With your absolute consummate knowledge of technique and your ability to invent technical solutions, how does technique affect and inform your aesthetic?

Well I don’t think that it forms my aesthetic as much as it enables it. And I think that has to do with my education as an architect, because architecture is one of the few professions where you’re supposed to really understand technology and use it in the service of aesthetics. And in order to get an architectural license you have to pass an exam in structural engineering, electrical engineering and so forth, so architecture is one of the few professions where you have the technical and the artistic working together. It’s quite different, for instance, from industrial design which is really more of an artistic endeavor. In addition, as a kid I was always taking things apart long before I could put them back together. Having worked as an architect, I’m used to finding technical solutions to artistic problems.

©Jonathan Morse

You have this incredible knowledge and database of possible solutions, but how do you sift through them when you’re trying to create an aesthetic, and how is your aesthetic informed by your knowledge?
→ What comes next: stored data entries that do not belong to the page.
PR #4817, opened 2025-12-23
Add extra note to pause-stop-hide understanding about multiple instances

### LINKED ISSUE #4444: G186, but many, many videos
In [G186: Using a control in the web page that stops moving, blinking, or auto-updating content](https://www.w3.org/WAI/WCAG22/Techniques/general/G186), the following sentence is not entirely accurate:

> A single control may stop all moving or blinking content on the page, or there may be separate controls for separate parts of the content.

This might be correct for large separate pieces of content, but if I have multiple of such content on the page, hunting for each pause button will be tedious. Imagine a shop overview page where each item has an animation, and those animations can only be individually paused/stopped/hidden.

I would consider this a violation of [5.2.5 Non-interference](https://www.w3.org/TR/WCAG22/#cc5) as the user’s ability to remove the barrier and enact a pause will be impacted by other non-paused elements.

I wonder if there is a way to phrase the sentence quoted in a way that clarifies that 2 or 3 individually stoppable things are maybe OK, but that there are limits.

patrickhlauke:
Closes https://github.com/w3c/wcag/issues/4444

Preview: https://deploy-preview-4817--wcag2.netlify.app/understanding/pause-stop-hide (last note before the "Benefits" section)


understanding/20/pause-stop-hide.html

I’m very interested in traditional beauty, and being someone born before WWII, I come from a family of art collectors. I was very influenced by the classical artistic tradition. Now the classical artists were great technicians. In the earliest days of Photoshop I would consult paintings. I would almost call them photographs; Goya, and Sergeant, and other great realistic painters and lo and behold, I remember the day I discovered, “That son of a bitch is doing the same thing with the eye that I’m trying to do.” Or I would say, “I’m trying to do the same thing he’s doing.” When they would render an eye, a nose, an ear, or finger, there was a great deal of simple technical technique. The tradition I come from doesn’t really separate the technical and the artistic. That was a later, post-industrial idea when the professional engineers who weren’t artists came along and invented ugly machines and steam engines; steel frames, highly functional things, and we began to think of technology and art as two separate things. But in the classical period, art was a technology and I feel that I’m working in that tradition. 

©Jonathan Morse

There’s a certain quality in your photographs. Whenever I look at your work, I think, “How do you do that?” And I was thinking on the ride up here, “Who in painting has that technique?” And I thought Vermeer, but in photography I was thinking Robert Mapplethorpe. 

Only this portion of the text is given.